WHAT IS REQUIRED: Report how many lines in the data include the string "easily", and add nothing else.

INPUT MATERIAL:
·····

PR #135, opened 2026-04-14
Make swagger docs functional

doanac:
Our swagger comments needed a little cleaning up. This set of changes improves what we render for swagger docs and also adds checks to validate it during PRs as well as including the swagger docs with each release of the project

·····

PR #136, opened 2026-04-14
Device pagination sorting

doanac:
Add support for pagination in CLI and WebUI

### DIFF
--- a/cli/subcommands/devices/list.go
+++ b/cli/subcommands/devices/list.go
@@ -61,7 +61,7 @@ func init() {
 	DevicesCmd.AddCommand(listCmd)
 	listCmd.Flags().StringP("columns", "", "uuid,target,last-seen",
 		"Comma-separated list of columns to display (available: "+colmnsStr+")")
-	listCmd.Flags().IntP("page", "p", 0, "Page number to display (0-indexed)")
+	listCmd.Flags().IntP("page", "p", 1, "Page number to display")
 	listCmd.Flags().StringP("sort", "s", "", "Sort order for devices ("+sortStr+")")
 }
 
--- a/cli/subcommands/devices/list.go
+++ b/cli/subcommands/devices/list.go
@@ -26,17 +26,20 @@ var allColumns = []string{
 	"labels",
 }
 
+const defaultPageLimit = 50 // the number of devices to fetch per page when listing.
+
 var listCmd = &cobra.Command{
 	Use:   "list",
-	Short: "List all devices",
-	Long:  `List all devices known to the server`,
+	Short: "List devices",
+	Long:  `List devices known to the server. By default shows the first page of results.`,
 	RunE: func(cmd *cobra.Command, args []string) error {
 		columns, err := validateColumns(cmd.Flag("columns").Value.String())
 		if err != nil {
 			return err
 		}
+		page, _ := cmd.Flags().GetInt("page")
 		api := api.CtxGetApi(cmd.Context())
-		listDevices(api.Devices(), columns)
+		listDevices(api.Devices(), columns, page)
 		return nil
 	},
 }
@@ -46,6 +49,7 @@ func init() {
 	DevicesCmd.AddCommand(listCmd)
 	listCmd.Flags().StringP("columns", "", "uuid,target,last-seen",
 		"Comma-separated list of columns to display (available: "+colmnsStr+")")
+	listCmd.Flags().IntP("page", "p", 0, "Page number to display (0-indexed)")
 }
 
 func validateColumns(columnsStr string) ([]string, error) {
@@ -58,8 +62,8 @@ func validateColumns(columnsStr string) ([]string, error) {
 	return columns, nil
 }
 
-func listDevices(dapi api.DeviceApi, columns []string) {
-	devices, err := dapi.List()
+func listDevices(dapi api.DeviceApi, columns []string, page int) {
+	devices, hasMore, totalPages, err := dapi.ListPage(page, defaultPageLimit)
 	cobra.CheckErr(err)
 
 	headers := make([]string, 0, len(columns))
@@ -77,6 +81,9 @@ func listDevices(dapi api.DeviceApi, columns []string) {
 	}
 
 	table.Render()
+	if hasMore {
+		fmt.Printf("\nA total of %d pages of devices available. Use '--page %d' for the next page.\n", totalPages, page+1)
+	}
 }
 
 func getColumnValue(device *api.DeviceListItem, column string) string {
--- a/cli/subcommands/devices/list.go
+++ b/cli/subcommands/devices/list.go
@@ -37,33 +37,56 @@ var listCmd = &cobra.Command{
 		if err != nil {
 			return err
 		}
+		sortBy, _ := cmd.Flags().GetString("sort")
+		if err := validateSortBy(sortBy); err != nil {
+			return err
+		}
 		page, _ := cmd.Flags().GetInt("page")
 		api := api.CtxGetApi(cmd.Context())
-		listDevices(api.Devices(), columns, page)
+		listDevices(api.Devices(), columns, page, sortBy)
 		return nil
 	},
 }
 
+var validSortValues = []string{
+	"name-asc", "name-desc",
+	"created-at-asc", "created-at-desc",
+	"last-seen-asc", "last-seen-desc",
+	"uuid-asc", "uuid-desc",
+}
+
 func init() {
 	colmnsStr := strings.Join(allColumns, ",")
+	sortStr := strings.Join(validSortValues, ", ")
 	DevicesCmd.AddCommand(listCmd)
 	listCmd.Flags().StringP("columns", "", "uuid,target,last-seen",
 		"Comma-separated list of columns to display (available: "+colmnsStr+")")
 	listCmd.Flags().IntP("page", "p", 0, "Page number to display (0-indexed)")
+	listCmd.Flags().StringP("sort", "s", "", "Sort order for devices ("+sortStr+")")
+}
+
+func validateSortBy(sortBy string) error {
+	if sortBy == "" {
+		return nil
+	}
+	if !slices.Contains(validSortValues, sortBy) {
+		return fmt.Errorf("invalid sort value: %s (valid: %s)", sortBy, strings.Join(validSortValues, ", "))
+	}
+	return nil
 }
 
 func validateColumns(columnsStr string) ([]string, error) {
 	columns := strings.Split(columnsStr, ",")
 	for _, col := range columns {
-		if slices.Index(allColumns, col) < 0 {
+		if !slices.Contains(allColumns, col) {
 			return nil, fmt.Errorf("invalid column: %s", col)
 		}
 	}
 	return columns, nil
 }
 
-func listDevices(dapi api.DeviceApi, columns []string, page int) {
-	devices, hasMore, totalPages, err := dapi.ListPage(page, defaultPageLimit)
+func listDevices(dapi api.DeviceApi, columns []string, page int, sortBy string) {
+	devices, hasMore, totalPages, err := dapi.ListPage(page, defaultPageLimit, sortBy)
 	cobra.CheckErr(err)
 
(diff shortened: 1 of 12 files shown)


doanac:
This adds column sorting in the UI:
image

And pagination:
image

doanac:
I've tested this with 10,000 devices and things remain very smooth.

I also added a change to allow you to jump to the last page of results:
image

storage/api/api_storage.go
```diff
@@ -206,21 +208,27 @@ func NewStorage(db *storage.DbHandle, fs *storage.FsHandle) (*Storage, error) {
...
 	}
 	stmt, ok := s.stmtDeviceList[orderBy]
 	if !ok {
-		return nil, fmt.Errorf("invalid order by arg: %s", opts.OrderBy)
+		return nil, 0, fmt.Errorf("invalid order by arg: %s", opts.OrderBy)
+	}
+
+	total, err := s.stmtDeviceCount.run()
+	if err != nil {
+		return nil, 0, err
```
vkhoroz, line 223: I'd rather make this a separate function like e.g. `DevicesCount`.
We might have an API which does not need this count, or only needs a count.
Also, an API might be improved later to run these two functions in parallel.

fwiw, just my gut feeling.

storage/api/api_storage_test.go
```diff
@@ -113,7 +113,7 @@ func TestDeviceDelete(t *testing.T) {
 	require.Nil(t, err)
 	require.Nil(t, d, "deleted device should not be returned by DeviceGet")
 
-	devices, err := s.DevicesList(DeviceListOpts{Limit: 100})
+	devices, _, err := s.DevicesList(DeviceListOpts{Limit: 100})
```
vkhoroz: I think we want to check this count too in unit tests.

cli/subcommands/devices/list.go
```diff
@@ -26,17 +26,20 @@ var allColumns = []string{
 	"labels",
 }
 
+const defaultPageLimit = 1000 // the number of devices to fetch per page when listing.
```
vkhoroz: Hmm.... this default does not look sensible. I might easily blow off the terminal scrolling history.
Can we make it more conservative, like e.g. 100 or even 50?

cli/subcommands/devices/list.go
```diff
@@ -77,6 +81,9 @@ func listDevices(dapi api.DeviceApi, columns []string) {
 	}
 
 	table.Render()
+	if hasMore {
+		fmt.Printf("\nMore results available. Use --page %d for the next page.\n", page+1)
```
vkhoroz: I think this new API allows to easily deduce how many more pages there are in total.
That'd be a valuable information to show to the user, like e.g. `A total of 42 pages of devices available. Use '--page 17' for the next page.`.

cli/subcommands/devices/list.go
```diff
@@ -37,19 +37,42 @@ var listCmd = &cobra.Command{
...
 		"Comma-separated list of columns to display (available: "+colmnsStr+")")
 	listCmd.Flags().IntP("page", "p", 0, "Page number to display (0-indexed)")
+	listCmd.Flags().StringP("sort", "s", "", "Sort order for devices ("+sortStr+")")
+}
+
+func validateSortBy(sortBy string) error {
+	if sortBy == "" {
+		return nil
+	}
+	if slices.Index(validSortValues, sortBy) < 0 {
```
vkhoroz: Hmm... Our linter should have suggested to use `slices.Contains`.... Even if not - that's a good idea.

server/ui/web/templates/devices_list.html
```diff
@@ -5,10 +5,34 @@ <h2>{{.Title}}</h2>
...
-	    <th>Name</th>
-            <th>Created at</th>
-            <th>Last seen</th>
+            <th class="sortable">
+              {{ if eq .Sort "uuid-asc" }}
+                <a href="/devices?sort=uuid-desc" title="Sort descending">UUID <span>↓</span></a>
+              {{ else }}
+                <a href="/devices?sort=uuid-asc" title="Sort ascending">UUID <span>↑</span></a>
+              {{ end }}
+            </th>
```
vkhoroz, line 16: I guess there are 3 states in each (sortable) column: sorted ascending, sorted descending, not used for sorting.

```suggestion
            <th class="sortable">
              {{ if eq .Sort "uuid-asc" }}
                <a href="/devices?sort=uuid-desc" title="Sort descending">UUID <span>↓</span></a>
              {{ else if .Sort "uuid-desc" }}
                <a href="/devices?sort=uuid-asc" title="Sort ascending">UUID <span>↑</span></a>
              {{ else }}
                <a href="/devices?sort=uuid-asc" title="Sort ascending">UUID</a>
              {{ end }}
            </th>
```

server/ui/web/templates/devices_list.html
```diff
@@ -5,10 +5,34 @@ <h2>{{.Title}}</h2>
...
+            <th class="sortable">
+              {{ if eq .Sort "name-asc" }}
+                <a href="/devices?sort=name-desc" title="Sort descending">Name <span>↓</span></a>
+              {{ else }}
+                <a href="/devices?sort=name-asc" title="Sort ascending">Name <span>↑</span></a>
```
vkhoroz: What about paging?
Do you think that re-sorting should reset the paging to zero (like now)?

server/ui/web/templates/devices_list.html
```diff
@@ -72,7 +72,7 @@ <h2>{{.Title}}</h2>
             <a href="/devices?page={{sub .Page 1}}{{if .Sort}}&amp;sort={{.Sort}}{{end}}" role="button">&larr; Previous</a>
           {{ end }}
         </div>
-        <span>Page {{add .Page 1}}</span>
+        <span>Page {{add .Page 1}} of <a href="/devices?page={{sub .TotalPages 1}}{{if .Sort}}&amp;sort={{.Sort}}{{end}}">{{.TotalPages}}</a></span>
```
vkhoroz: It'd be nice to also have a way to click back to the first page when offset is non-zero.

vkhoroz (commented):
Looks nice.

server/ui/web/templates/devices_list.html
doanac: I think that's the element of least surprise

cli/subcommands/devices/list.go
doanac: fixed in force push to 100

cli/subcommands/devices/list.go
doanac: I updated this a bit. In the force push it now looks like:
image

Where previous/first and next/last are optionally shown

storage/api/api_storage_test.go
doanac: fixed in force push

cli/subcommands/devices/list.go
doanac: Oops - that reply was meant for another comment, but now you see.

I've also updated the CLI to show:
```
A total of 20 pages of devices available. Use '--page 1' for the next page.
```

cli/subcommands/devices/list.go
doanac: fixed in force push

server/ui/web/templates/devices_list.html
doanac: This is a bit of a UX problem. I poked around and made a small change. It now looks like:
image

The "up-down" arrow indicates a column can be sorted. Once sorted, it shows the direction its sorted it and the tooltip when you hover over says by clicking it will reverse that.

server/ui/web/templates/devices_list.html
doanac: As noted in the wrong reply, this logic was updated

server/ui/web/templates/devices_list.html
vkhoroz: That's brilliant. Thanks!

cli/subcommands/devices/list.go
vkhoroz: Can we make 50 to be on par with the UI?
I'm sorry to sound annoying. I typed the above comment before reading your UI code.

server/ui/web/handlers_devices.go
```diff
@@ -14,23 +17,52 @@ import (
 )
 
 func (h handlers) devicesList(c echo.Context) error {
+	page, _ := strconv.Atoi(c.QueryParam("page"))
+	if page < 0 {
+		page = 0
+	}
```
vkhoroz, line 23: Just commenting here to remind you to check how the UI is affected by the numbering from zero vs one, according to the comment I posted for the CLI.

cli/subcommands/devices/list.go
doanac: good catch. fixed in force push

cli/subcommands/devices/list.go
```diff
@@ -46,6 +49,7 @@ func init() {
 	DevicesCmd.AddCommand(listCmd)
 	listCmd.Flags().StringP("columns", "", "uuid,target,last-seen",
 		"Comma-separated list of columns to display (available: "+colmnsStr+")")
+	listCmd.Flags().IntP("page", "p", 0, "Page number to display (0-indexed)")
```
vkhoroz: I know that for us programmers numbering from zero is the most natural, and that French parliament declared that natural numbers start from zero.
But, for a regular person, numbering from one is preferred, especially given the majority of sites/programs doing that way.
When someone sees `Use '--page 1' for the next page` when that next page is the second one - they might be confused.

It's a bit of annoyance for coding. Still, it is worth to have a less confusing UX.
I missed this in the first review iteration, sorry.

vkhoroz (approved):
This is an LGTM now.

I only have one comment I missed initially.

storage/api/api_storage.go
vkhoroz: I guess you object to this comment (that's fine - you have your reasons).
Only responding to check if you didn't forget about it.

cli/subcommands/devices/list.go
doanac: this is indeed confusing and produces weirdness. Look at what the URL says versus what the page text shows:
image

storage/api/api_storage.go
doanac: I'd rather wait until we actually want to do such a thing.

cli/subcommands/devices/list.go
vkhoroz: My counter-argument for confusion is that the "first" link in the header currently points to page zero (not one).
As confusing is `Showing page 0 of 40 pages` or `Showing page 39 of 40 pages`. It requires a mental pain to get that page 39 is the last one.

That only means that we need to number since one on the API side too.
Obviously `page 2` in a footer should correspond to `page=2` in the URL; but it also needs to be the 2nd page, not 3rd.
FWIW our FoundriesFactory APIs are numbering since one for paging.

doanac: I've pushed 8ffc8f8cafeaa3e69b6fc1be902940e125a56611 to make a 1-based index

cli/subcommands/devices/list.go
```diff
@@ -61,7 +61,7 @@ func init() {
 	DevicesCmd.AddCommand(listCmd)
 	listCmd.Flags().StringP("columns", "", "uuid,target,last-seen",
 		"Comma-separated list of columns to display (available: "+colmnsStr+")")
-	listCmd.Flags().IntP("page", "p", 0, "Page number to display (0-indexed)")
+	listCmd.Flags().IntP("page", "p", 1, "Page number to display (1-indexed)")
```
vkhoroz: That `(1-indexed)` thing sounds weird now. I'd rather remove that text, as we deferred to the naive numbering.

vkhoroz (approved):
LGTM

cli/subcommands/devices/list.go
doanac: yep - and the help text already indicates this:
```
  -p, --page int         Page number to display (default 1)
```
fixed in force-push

·····

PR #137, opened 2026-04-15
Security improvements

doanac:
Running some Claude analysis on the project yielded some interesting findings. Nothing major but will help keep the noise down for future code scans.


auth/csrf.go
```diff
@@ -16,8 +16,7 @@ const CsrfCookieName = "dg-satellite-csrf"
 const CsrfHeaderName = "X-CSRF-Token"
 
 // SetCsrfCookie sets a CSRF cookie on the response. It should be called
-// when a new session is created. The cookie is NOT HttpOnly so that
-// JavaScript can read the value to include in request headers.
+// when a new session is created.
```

·····

SOLUTION TO THIS EXERCISE: 2